____ Raw data

PR #537, opened 2022-05-27
created new section, how to set up development environment

josunect:
I've added a new section about how to set up the development environment, under the Contribution guidelines.
I think that might help, this is just some notes taken with the information provided by the team. 

cc @lucasponce

PR #542, opened 2022-06-08
Added script to ignore new/renamed files for html proofer validator

### LINKED ISSUE #5136: kiali.io CI is validating against staging.kiali.io
HTML-Proofer is validating the url staging.kiali.io instead of the netlify link that the PR deployment is creating. 

See: https://github.com/kiali/kiali.io/runs/6687054315?check_suite_focus=true

`External link https://staging.kiali.io/docs/contribution-guidelines/development-environment/ failed: 404 No error`

Instead of checking:

`https://deploy-preview-537--kiali.netlify.app/docs/contribution-guidelines/development-environment/`

cc @jmazzitelli

josunect:
Added script to ignore new/renamed files for html proofer validator

Fixes [#5136](https://github.com/kiali/kiali/issues/5136)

________

Work request = Every entry should be retyped exactly as shown.

Solution to the problem =
PR #537, opened 2022-05-27
created new section, how to set up development environment

josunect:
I've added a new section about how to set up the development environment, under the Contribution guidelines.
I think that might help, this is just some notes taken with the information provided by the team. 

cc @lucasponce

PR #542, opened 2022-06-08
Added script to ignore new/renamed files for html proofer validator

### LINKED ISSUE #5136: kiali.io CI is validating against staging.kiali.io
HTML-Proofer is validating the url staging.kiali.io instead of the netlify link that the PR deployment is creating. 

See: https://github.com/kiali/kiali.io/runs/6687054315?check_suite_focus=true

`External link https://staging.kiali.io/docs/contribution-guidelines/development-environment/ failed: 404 No error`

Instead of checking:

`https://deploy-preview-537--kiali.netlify.app/docs/contribution-guidelines/development-environment/`

cc @jmazzitelli

josunect:
Added script to ignore new/renamed files for html proofer validator

Fixes [#5136](https://github.com/kiali/kiali/issues/5136)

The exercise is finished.